If Ignatieff wants to avoid the same fate he will have to dial down the rhetoric, and stick to the message that the opposition did what it is supposed to -- prevent the government from doing stupid crap.

Stephen Wicary: Lawrence, do you agree?

Lawrence Martin: Hi Shane, you have to remember that Ignatieff has only been leader a couple of months. It would have been reckless act to move to bring down the government right away. Immediately upon becoming Liberal leader in 1958, Lester Pearson tried that against Diefenbaker and got killed in the ensuant election.

This was, in fact, a quasi-Liberal budget forced on the government and Igantieff also had to take that in consideration. You don't vote down a budget that you yourself have ordered up. You take some credit for it, which he did. Unlike Dion, he wants to be seen as setting the agenda. And he has a chance, given what's happened in the last few moths, to do that.

Andrea Percy from Lindsay, Ont., writes: We don't need more vertebrae; we've seen plenty of vertebrae recently, attached to a volatile head, and feet that never had a consistent direction. We need leadership that is predominantly non-partisan, cooperative and will solve the problems at hand with skill and dispatch.

And we also need somebody to hold Stephen Harper accountable. The coalition was very good for that. I hope Mr. Ignatieff has a political two by four in his back pocket to replace it! A quiet, thoughtful one, of course.

I think Mr. Ignatieff's thoughtful approach is a good foil for Harper's bully boy tactics. I'll take his sane style any day. He's got the better idea about how to lead.

Stephen Wicary writes: Lawrence, what do you think about Ignatieff's style of leadership compared to that of his predecessor and that of the Prime Minister?

Lawrence Martin: Hi Andrea, I think you will see the Harper government trying to be more non-partisan. As evidenced with the budget, Harper may have learned a lesson form his near-death experience after his idiotic economic update a couple of months ago. Of course there have been other times when he has appeared to be changing his attitude, only to revert back to the old autocratic style. So we'll have to see.

Ignatieff won't be as brutally partisan as some. But he will be tough and because he is so articulate and strong compared to the previous Liberal nleader, Harper will have a much more difficult time in getting away with running roughshod over the system.

Godfried Wasser writes:  Mr. Ignatieff did the only common sense he could do. Mr. Martin, you try to give it the spin of brilliance but sorry, that is not the case. Comparing Mr. Ignatieff with the 'Great Communicator' Pierre Trudeau shows an ignorance regarding Canada's East-West divide -- a lingering product of the Trudeau Liberals.

I sorely hope that Mr. Ignatieff can bring a more middle-of-the-road view to Canada, although Stephen Harper has already been dragged in that direction by political opinion and the short term panicked views of Canadians. This panicked view stoked by the Canadian media and the insistence by the Dion Liberals on 'doing something' is not very constructive.

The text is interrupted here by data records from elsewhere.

Issue #1123, opened 2022-10-10
Uncaught error in the Style compiler when selector relations refer to nonexistent variables


wodeni:
**Describe the bug**

When a Style relation (e.g. a binding) refers to variable not defined in the header but defined in the Substance file, an error occurs in the Style compiler. 

```
Uncaught (in promise) TypeError: e.name is undefined
```

**To Reproduce**

https://penrose.cs.cmu.edu/try/?gist=a7a33751a606a5688cb7c7cdf7aea9e7

1. go to the link above
2. press compile
3. observe error in the console

**Expected behavior**

A `varNotFound` error in the selector checker and surfaced to the UI.

This behavior is really caused by the Style compiler, specially the selector checking code, incorrectly merging the `varEnv` coming from the Substance checker and the `selEnv` in the Style compiler. Specially, while merging the two is necessary to match on both Style and Substance variables, the compiler needs to distinguish variables coming from (1) the Substance program itself (for checking against Substance names) and (2) the head of the current selector. 

A TODO item in the source code also described this: https://github.com/penrose/penrose/blob/ce4cb51cdb22b67d01766bd744073f191cc0a262/packages/core/src/compiler/Style.ts#L569

liangyiliang:
That's something that I think I can work on

PR #1239, opened 2023-01-18
fix: style relation checker using substance variables

liangyiliang:
# Description

Related issue/PR: #1123

This PR fixes the uncaught error in the Style compiler when selector relations refer to a variable not declared in the selector, but exists in the substance program. It now throws an error. We added a test case on this error. Finally, we improved upon how the "suggested" variables in the error message distinguish between Style and Substance variables.

The style compiler checks through the relations in the `where` clause, primarily using functions within the Substance checker, which checks the consistency of expressions with respect to a `SubstanceEnv`. In particular, it checks that each variable referred in the expressions are declared inside `SubstanceEnv`.

In order to call the Substance checker, we would need to provide a `SubstanceEnv` that contains all the variables that we want the relations to be able to access. Previously, we just take the current `SubstanceEnv` (as used in the Substance program), and add all the variables declared in the style header. The problem is that now this `SubstanceEnv` contains both variables declared in the style header (which we want to be able to access) and variables not declared in the style header but exists in the substance program.

The solution is simply to create a new, empty `SubstanceEnv` and add in the variables declared in the style header.

[This](https://merging-envs.penrose-72l.pages.dev/try/?gist=a7a33751a606a5688cb7c7cdf7aea9e7) is the same example as used in the original issue, running in the version in this PR. Previously, this did not trigger an error, and only fails silently under the browser console. Now it does trigger a sensible error.

# Checklist

### DIFF
--- a/packages/core/src/compiler/Style.ts
+++ b/packages/core/src/compiler/Style.ts
@@ -571,7 +571,10 @@ const mergeMapping = (
   return {
     ...varEnv,
     vars: varEnv.vars.set(bindingForm.contents.value, toSubstanceType(styType)),
-    varIDs: [dummyIdentifier(bindingForm.contents.value, "Style"), ...varEnv.varIDs],
+    varIDs: [
+      dummyIdentifier(bindingForm.contents.value, "Style"),
+      ...varEnv.varIDs,
+    ],
   };
 };
 
--- a/packages/core/src/compiler/Style.ts
+++ b/packages/core/src/compiler/Style.ts
@@ -568,22 +568,11 @@ const mergeMapping = (
   }
   const [, bindingForm] = res;
 
-  switch (bindingForm.tag) {
-    case "SubVar": {
-      // G || (x : |T) |-> G
-      return varEnv;
-    }
-    case "StyVar": {
-      // G || (y : |T) |-> G[y : T] (shadowing any existing Sub vars)
-      return {
-        ...varEnv,
-        vars: varEnv.vars.set(
-          bindingForm.contents.value,
-          toSubstanceType(styType)
-        ),
-      };
-    }
-  }
+  return {
+    ...varEnv,
+    vars: varEnv.vars.set(bindingForm.contents.value, toSubstanceType(styType)),
+    varIDs: [dummyIdentifier(bindingForm.contents.value, "Style"), ...varEnv.varIDs],
+  };
 };
 
 // TODO: don't merge the varmaps! just put g as the varMap (otherwise there will be extraneous bindings for the relational statements)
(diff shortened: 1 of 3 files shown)


samestep:
Just to clarify, does #1123 become fixed via this PR? If so, could you modify your PR description autoclose it using GitHub's special syntax? https://docs.github.com/en/issues/tracking-your-work-with-issues/linking-a-pull-request-to-an-issue

liangyiliang:
> Just to clarify, does #1123 become fixed via this PR? If so, could you modify your PR description autoclose it using GitHub's special syntax? https://docs.github.com/en/issues/tracking-your-work-with-issues/linking-a-pull-request-to-an-issue

Done!

samestep:
> Done!

Thanks! And in future you can do this by just saying "Closes #1123" instead of "Related issue/PR: #1123". Actually, @wodeni do you think we should change this in `.github/PULL_REQUEST_TEMPLATE.md`? I've seen a bunch of people get tripped up by this in the past.

wodeni (approved):

packages/core/src/compiler/Style.ts
```diff
@@ -567,22 +567,31 @@ const mergeMapping = (
...
+          ...varEnv.varIDs,
+        ],
+      };
+    case "SubVar":
+      return {
+        ...varEnv,
+        vars: varEnv.vars.set(
+          bindingForm.contents.value,
+          toSubstanceType(styType)
+        ),
```
samestep, line 589: This code looks duplicated from the above code for `StyVar`; does it make sense to pull it to above the `switch`?

samestep (approved):
Looks great, thanks Leo! Just one minor comment.

packages/core/src/compiler/Style.ts
liangyiliang: Done!

packages/core/src/compiler/Style.ts
```diff
@@ -567,22 +567,29 @@ const mergeMapping = (
...
-    case "StyVar": {
-      // G || (y : |T) |-> G[y : T] (shadowing any existing Sub vars)
+    case "StyVar":
       return {
         ...varEnv,
-        vars: varEnv.vars.set(
-          bindingForm.contents.value,
-          toSubstanceType(styType)
-        ),
+        vars: vars,
```
samestep, line 578:
```suggestion
        vars,
```

packages/core/src/compiler/Style.ts
```diff
@@ -567,22 +567,29 @@ const mergeMapping = (
...
+        varIDs: [
+          dummyIdentifier(bindingForm.contents.value, "Style"),
+          ...varEnv.varIDs,
+        ],
+      };
+    case "SubVar":
+      return {
+        ...varEnv,
+        vars: vars,
```
samestep, line 587:
```suggestion
        vars,
```

PR #1241, opened 2023-01-18
build: fix `npm pack`

samestep:
# Description

Version 2.0.0 of [`@penrose/core`](https://www.npmjs.com/package/@penrose/core) and [`@penrose/components`](https://www.npmjs.com/package/@penrose/components) are missing a lot of files, specifically everything under `dist/` that isn't a direct child of `dist/`, because I tested them using `yarn pack` instead of `npm pack`, and the two commands handle globs differently. This PR fixes the issue.

# Checklist


wodeni (approved):
Surprising that they have different syntax :O. Thanks for fixing this!

Issue #802, opened 2024-12-13
Routers and Selectors. Part 1 `if`


emil14:
This is a first part in the series of drafts that explores the syntax-level features needed to handle dataflow use cases, beyond the already supported capabilities like fan-in/out, binary/ternary operations, ranges, and struct selectors.

We focus on two main categories of features:

1. Routers - Components that choose a direction for message flow
2. Selectors - Components that choose a specific value

Routers:

- If - Basic conditional routing
- Switch - Multi-branch routing
- Race - Order-based routing

Selectors:

- Match - Value-based selection
- Select - Order-based selection

These components can be further categorized by how they make decisions:

1. Value-based - Uses the content of messages to make choices (If, Switch, Match)
2. Order-based - Uses message arrival order/source to make choices (Race, Select)

An important design principle is that all these features must be race-condition free and intuitive to use. For example, instead of extended switch form, deferred connections could theoretically be used, but they introduce intermediate lock nodes with latency that can cause race conditions. By providing first-class routing constructs instead, we ensure safe and predictable behavior without needing complex locking mechanisms.

### Basic

If is the simplest router that receives a boolean message and routes it into two different directions based on its value.

```
sender -> if {
    then -> then_receiver
    else -> else_receiver
}
```

Example

```
true -> if {
    then -> println
    else -> panic
}
```

### One Branch, Many Receivers

If supports multiple receivers per branch, which are handled like a fan-out. Keep in mind that the If component will not receive new messages until the previous ones are handled. Therefore, the sender of the If will be blocked by the slowest receiver in a branch.

```
sender -> if {
    then -> [then_receiver1, then_receiver2]
    ...
}
```

Example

I hope that Mr. Ignatieff brings a more mature influence to Canadian politics where long-term vision and pragmatic government are in balance. Thirteen years in power is too long and results in the corruption displayed by the Chretien Liberals and by the Alberta Tories in the final years of Klein. In four years it is time for Prime Minister Ignatieff and for a fresh political vision that is hopefully uniting rather than divisive for Canada.

Stephen Wicary: Lawrence, Godfried hits a note our colleague Gary Mason struck in his column this morning -- that of Western alienation and the tough slog the Liberals face in British Columbia and Alberta.  Do you think Ignatieff can make any gains in either of those provinces?

Lawrence Martin: Hi Godfried, no one was saying it was brilliant. Reasonable woudl be a better term.

You're correct on the point that he has to put in place a new national vision for the party.

The Liberals don't deserve to return to power solely ont he basis of the significant deficiencies of the Conservatives. They need to give the country a coherent sense of direction - something it hasn't had in a long time.

Stephen Wicary: We're about of time.  Thanks to you, Lawrence, and to all our readers who wrote in.